_Task material:_
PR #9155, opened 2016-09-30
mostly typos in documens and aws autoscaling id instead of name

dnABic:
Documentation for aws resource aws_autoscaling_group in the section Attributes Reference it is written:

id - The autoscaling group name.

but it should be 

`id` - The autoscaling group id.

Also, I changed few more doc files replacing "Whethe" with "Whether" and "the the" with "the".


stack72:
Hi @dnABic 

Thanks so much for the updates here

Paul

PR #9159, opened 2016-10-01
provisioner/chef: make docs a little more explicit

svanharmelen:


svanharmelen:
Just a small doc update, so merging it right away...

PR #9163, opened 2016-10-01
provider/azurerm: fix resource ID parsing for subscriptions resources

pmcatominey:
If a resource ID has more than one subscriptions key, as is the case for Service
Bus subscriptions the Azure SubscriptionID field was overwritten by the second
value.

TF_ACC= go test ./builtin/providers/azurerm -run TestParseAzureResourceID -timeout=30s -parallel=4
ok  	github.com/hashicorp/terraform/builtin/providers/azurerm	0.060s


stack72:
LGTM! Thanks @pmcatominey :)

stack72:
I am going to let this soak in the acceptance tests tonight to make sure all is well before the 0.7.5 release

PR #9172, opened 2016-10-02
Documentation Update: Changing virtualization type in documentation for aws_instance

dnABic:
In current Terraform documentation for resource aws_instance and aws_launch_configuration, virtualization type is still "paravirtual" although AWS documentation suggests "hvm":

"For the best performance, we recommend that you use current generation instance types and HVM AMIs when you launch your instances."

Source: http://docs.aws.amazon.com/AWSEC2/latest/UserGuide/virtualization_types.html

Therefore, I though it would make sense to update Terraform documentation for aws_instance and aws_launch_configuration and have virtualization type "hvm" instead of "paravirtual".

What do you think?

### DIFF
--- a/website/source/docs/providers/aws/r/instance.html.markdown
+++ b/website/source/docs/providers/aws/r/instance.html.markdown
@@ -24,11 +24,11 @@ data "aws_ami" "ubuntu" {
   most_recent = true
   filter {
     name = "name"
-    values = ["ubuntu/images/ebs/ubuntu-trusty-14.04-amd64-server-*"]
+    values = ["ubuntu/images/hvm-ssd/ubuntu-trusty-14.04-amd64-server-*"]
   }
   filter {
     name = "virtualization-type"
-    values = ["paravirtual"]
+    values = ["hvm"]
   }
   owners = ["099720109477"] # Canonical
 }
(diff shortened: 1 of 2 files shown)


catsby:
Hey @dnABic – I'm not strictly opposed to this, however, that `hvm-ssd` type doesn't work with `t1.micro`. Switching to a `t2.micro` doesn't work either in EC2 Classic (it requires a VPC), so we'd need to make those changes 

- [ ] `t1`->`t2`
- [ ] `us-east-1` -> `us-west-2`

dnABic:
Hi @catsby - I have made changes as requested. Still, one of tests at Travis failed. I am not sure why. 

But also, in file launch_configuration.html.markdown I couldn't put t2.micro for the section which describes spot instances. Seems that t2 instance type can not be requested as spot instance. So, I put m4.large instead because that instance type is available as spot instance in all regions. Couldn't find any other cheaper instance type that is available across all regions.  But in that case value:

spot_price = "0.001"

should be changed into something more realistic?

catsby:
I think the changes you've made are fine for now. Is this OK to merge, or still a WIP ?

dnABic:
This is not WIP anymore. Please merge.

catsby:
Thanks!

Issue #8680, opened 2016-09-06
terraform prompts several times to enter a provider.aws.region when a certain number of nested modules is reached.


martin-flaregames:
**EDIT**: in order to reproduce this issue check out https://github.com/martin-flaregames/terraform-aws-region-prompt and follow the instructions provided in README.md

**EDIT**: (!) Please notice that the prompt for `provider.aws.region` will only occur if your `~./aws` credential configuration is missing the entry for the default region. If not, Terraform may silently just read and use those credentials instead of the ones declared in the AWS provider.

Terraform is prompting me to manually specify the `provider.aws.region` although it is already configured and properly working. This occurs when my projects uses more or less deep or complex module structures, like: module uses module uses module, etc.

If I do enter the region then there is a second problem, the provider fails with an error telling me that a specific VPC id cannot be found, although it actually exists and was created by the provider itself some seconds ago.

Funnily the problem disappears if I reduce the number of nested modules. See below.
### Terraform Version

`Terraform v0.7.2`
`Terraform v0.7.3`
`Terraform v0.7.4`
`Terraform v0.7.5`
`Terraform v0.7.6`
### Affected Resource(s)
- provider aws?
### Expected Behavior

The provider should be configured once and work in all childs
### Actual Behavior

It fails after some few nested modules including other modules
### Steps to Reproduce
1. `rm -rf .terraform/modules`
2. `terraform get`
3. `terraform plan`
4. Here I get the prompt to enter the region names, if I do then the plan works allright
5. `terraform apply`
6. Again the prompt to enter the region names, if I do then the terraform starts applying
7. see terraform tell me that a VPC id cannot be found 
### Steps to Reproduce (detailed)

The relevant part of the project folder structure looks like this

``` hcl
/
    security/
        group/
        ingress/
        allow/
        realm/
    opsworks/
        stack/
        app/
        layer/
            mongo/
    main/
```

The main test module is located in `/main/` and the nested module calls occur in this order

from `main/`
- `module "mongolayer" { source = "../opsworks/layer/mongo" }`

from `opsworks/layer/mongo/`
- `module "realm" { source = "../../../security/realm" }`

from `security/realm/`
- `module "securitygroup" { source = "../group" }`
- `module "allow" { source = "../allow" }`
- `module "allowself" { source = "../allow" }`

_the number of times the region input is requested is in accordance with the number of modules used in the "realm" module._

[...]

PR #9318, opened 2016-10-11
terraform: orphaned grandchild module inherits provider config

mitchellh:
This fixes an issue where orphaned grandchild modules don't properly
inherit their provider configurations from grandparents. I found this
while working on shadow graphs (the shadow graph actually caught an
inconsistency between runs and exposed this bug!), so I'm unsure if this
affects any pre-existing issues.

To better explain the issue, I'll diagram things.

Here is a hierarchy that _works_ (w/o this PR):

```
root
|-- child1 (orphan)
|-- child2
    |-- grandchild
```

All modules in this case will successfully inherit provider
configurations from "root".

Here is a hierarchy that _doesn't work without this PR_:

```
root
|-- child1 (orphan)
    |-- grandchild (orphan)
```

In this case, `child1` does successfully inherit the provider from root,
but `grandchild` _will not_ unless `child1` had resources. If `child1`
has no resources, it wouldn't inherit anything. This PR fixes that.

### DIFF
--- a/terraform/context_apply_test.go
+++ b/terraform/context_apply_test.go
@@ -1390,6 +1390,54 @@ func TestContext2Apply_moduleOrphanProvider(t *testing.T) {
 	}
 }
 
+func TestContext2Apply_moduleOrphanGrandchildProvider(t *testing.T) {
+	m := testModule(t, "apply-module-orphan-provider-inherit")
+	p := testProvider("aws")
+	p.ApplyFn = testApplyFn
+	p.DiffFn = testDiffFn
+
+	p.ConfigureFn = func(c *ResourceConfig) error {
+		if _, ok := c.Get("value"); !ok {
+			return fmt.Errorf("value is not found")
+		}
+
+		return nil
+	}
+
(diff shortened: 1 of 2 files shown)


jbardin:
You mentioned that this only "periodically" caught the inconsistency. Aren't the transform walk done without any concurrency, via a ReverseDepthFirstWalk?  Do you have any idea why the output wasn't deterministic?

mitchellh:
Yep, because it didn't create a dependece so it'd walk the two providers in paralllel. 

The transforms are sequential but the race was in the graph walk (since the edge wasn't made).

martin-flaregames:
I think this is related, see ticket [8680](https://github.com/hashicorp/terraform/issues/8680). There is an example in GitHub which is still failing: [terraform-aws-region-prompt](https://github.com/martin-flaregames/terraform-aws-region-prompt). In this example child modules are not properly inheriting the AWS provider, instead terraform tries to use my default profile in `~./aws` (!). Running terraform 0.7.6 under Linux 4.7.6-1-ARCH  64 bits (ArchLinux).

_Problem requirements:_
Return only those lines of the records that contain the string "found".

_Your solution:_
If I do enter the region then there is a second problem, the provider fails with an error telling me that a specific VPC id cannot be found, although it actually exists and was created by the provider itself some seconds ago.
7. see terraform tell me that a VPC id cannot be found 
inherit their provider configurations from grandparents. I found this
+			return fmt.Errorf("value is not found")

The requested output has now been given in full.